If there are no obstructions in the wall such as fire breaks and bracing you can use the magnepull through blown in insulation or fiberglass bats. If it is stiff foam insulation then I would suggest drilling all the way down it. You will need a 1/2" X 6' flexbit and at least a 3' extension to go down an 8' wall. The drill bit will cut through the foam quite easily (if your are worried about the bit wandering you can put it in reverse) but you want to make sure you ride the stud all the way down the wall so you will know where to look for your wire. This also keeps you away from any electrical wiring or plumbing. When you drill don't just squeeze the trigger and blow through it, you need to drill in short bursts and try and feel your way down making sure you don't get hung up on anything and drill into something your not supposed to.
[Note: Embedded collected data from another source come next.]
PR #5801, opened 2022-09-15
scanner: Move code to create criteria from config to `ScannerCriteria`

mnonnenmacher:
Move the code from `PathScanner` to `ScannerCriteria` as a preparation for removing the `PathScanner` class.


scanner/src/main/kotlin/ScannerCriteria.kt
```diff
@@ -108,6 +124,25 @@ data class ScannerCriteria(
...
+        /**
+         * Return a [ScannerCriteria] object to be used when looking up existing scan results from a
+         * [ScanResultsStorage]. Per default, the properties of this object are initialized to match this scanner
+         * implementation. It is, however, possible to override these defaults from the configuration, in the
+         * [ScannerConfiguration.options] property: Use properties of the form `scannerName.property`, where
+         * `scannerName` is the name of the scanner the configuration applies to, and `property` is the name of a
+         * property of the [ScannerCriteria] class. For instance, to specify that a specific minimum version of ScanCode
+         * is allowed, set this property: `options.ScanCode.minVersion=3.0.2`.
+         */
+        fun fromConfig(details: ScannerDetails, config: ScannerConfiguration): ScannerCriteria {
```
sschuberth, line 137: Now that this function has parameters, would it make sense to refer to them from the docs?

sschuberth (approved):
I have only an optional comment.

scanner/src/main/kotlin/ScannerCriteria.kt
mnonnenmacher: Good point, I have improved the docs a bit.

sschuberth (approved):

PR #5806, opened 2022-09-15
possibility to call cli with --warn option - compability with ort-gitlab-ci

unclejay80:
in https://github.com/oss-review-toolkit/ort-gitlab-ci/blob/main/scripts/set-defaults.sh#L12 the default log level is set to info.
if you set it to warn the ort cli will report an error because --warn is not allowed on the command line

To have more compability with the ort-gitlab-ci project this change will help a lot

Signed-off-by: Jürgen Wischer <33184634+unclejay80@users.noreply.github.com>

### DIFF
--- a/cli/src/main/kotlin/OrtMain.kt
+++ b/cli/src/main/kotlin/OrtMain.kt
@@ -92,7 +92,8 @@ class OrtMain : CliktCommand(name = ORT_NAME, invokeWithoutSubcommand = true) {
 
     private val logLevel by option(help = "Set the verbosity level of log output.").switch(
         "--info" to Level.INFO,
-        "--debug" to Level.DEBUG
+        "--debug" to Level.DEBUG,
+        "--warn" to Level.WARN
     ).default(Level.WARN)
 
     private val stacktrace by option(help = "Print out the stacktrace for all exceptions.").flag()


cli/src/main/kotlin/OrtMain.kt
```diff
@@ -93,6 +93,7 @@ class OrtMain : CliktCommand(name = ORT_NAME, invokeWithoutSubcommand = true) {
     private val logLevel by option(help = "Set the verbosity level of log output.").switch(
         "--info" to Level.INFO,
         "--debug" to Level.DEBUG
+        "--warn" to Level.WARN
```
sschuberth, line 96: There's a comma missing in the line above.

sschuberth (changes requested):

sschuberth:
Thanks for the contribution @unclejay80! In this project, we put an eye on sophisticated commit messages that properly explain the rationale. I propose something like this:

```
OrtMain: Allow to explicitly set the `warn` log level

Even if `warn` already is the default, wrappers around the ORT CLI might
explicitly want to use `--warn` for convenience, e.g. because the log level
is passed as-is from a UI form. So add support for `--warn.`
```

Would you mind amending your commit message accordingly?

unclejay80:
> Thanks for the contribution @unclejay80! In this project, we put an eye on sophisticated commit messages that properly explain the rationale. I propose something like this:
> 
> ```
> OrtMain: Allow to explicitly set the `warn` log level
> 
> Even if `warn` already is the default, wrappers around the ORT CLI might
> explicitly want to use `--warn` for convenience, e.g. because the log level
> is passed as-is from a UI form. So add support for `--warn.`
> ```
> 
> Would you mind amending your commit message accordingly?

done

sschuberth:
> Would you mind amending your commit message accordingly?

Hi @unclejay80, sorry, while I was omitting your `Signed-off-by` from my example, you of course still need to add it! Please amend your commit via `git commit --amend --no-edit -s` (for example) and force-push once more.

sschuberth (approved):

sschuberth:
Merging despite the unrelated `OsvServiceFunTest` failure.

sschuberth:
Thanks for your contribution @unclejay80!

PR #5807, opened 2022-09-16
Fix `OrtResult.collectIssues()`

fviernau:
See individual commits.

### DIFF
--- a/model/src/main/kotlin/AdvisorRecord.kt
+++ b/model/src/main/kotlin/AdvisorRecord.kt
@@ -73,7 +73,9 @@ data class AdvisorRecord(
 
         advisorResults.forEach { (id, results) ->
             results.forEach { result ->
-                collectedIssues.getOrPut(id) { mutableSetOf() } += result.summary.issues
+                if (result.summary.issues.isNotEmpty()) {
+                    collectedIssues.getOrPut(id) { mutableSetOf() } += result.summary.issues
+                }
             }
         }
 
--- a/model/src/main/kotlin/AnalyzerRun.kt
+++ b/model/src/main/kotlin/AnalyzerRun.kt
@@ -41,4 +41,16 @@ data class AnalyzerRun(
     val environment: Environment,
     val config: AnalyzerConfiguration,
     val result: AnalyzerResult
-)
+) {
+    companion object {
+        /**
+         * A constant for an [AnalyzerRun] where all properties are empty.
+         */
+        @JvmField
+        val EMPTY = AnalyzerRun(
+            environment = Environment(),
+            config = AnalyzerConfiguration(),
+            result = AnalyzerResult.EMPTY
+        )
+    }
+}
--- a/model/src/main/kotlin/ScanRecord.kt
+++ b/model/src/main/kotlin/ScanRecord.kt
@@ -53,7 +53,9 @@ data class ScanRecord(
 
         scanResults.forEach { (id, results) ->
             results.forEach { result ->
-                collectedIssues.getOrPut(id) { mutableSetOf() } += result.summary.issues
+                if (result.summary.issues.isNotEmpty()) {
+                    collectedIssues.getOrPut(id) { mutableSetOf() } += result.summary.issues
+                }
             }
         }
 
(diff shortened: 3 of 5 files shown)


model/src/main/kotlin/AnalyzerRun.kt
```diff
@@ -41,4 +41,18 @@ data class AnalyzerRun(
...
-)
+) {
+    companion object {
+        /**
+         * A constant for an [AnalyzerResult] where all properties are empty.
+         */
+        @JvmField
+        val EMPTY = AnalyzerRun(
+            startTime = Instant.MIN,
+            endTime = Instant.MIN.plusSeconds(1),
```
sschuberth, line 52: In the past, we used `Instant.EPOCH` as "dummy" start / end times. Shouldn't we stick to that convention here, too? (I believe it's fine to set start and end time to the same value here.)

model/src/main/kotlin/AdvisorRecord.kt
```diff
@@ -80,7 +80,9 @@ data class AdvisorRecord(
 
         advisorResults.forEach { (id, results) ->
             results.forEach { result ->
-                collectedIssues.getOrPut(id) { mutableSetOf() } += result.summary.issues
+                if (result.summary.issues.isNotEmpty()) {
```
sschuberth, line 83: Commit message nit: No comma after "Both".

model/src/main/kotlin/ScanRecord.kt
```diff
@@ -53,7 +53,9 @@ data class ScanRecord(
 
         scanResults.forEach { (id, results) ->
             results.forEach { result ->
-                collectedIssues.getOrPut(id) { mutableSetOf() } += result.summary.issues
+                if (result.summary.issues.isNotEmpty()) {
+                    collectedIssues.getOrPut(id) { mutableSetOf() } += result.summary.issues
+                }
```
sschuberth, line 58: Only semi-related: We should probably add a new test somewhere (but I don't know yet where) that verifies that the values returned by `OrtResult.collectIssues()` are never empty. But that's out of the scope of this PR.

sschuberth (approved):

model/src/main/kotlin/ScanRecord.kt
sschuberth: > but I don't know yet where

Probably in `OrtResultTest`.

fviernau: Hm, I just noticed that `AdvisorRecordTest` expects `collectIssues()` to return empty lists. 
So, this seems intended in the advisor.

sschuberth: > So, this seems intended in the advisor.

I believe I had discussed this with @oheger-bosch once; IIRC he was in favor of keeping the empty lists as the caller can then rely on every `id` to be present as a key, but I was in favor of removing it, to more quickly be able to see which `id`s don't have issues.

Also, I already checked that for the `AnalyerResult` also only non-empty issues are added, so I'd prefer to align on that. Any more thoughts about this @oheger-bosch?

fviernau: @sschuberth @oheger-bosch, I've updated the test to the new behavior.

sschuberth: @oheger-bosch will only be back on Monday to chime in to this discussion.

mnonnenmacher: > > So, this seems intended in the advisor.
> 
> I believe I had discussed this with @oheger-bosch once; IIRC he was in favor of keeping the empty lists as the caller can then rely on every `id` to be present as a key, but I was in favor of removing it, to more quickly be able to see which `id`s don't have issues.
> 
> Also, I already checked that for the `AnalyerResult` also only non-empty issues are added, so I'd prefer to align on that. Any more thoughts about this @oheger-bosch?

I would also prefer that, because the benefit of being able to use `collectIssues().getValue(id).isEmpty()` instead of `collectIssues()[id]?.isEmpty() == true` is minimal. And the first relies on the context knowledge that the map really contains keys for all packages which is already wrong if `skipExcluded` is set to `true` and there are excluded packages.

fviernau: Or even `id !in collectIssues().keys()`.

oheger-bosch: These are good arguments, and I have no strong feelings about it. So, no objections from my side.

sschuberth (approved):

PR #5808, opened 2022-09-16
AdvisorRecord: Drop deserialization backwards compatibility

fviernau:
The old format has become legacy in march 2021. So drop the support for deserializing it to simplify the code. The value of such old advisor data is questionable anyway.

Also note that vulnerabilities also had a legacy format from 2021 for which the support already has been dropped.

[1] https://github.com/oss-review-toolkit/ort/commit/d297c58f8afe76fd6567ec6fda610b2461c19b1e

### DIFF
--- a/model/src/main/kotlin/AdvisorRecord.kt
+++ b/model/src/main/kotlin/AdvisorRecord.kt
@@ -22,12 +22,6 @@ package org.ossreviewtoolkit.model
 
 import com.fasterxml.jackson.annotation.JsonIgnore
 import com.fasterxml.jackson.annotation.JsonIgnoreProperties
-import com.fasterxml.jackson.core.JsonParser
-import com.fasterxml.jackson.core.JsonToken
-import com.fasterxml.jackson.databind.DeserializationContext
-import com.fasterxml.jackson.databind.annotation.JsonDeserialize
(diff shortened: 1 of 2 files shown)


sschuberth (changes requested):
Our inline unused import hints now work again 😁

sschuberth (approved):
I'm fine with this, but probably someone from @oss-review-toolkit/bosch should also approve.

model/src/main/kotlin/AdvisorRecord.kt
```diff
@@ -22,12 +22,6 @@ package org.ossreviewtoolkit.model
 
 import com.fasterxml.jackson.annotation.JsonIgnore
 import com.fasterxml.jackson.annotation.JsonIgnoreProperties
-import com.fasterxml.jackson.core.JsonParser
```
mnonnenmacher, line 25: Commit message nit: "deserialization" is usually written without hyphen.

mnonnenmacher (changes requested):

mnonnenmacher (approved):

fviernau:
Merge despite the failing unrelated test.

fviernau:
Added the "breaking" label as I'm only 99% certain that this is not breaking (because it has been broken before already, see linked commit).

Now that you have your wire path get out your glow rods. Most glow rod kits allow you to connect each stick together to make longer rods. My favorite are the "Roy Rods" from Labor Saving Devices. Attach your coax to the end of the rod so you can push the wire and the rod down at the same time and send it down the hole. In this case I attach my wire loosely to the rod so when I hook onto it I can pull it off the rod so I don't have to try and pull the stiff fiberglass rod though my hole retrieval hole.

Now go down to the wall where your wire is going to come out of. To make it easy on yourself cut a hole for a cut-in box instead of drilling a small hole. A larger hole in the wall will make it a lot easier to retrieve the wire. With the case of rigid foam insulation get out your long 5/8" masonary bit (the masonary bit is usually fairly dull and is less likely to damage your glow rod) and drill through the foam to the corner inside the wall that your put your wire. To make it easier try to wallow out the hole to make it larger back where the wire and glow rod are.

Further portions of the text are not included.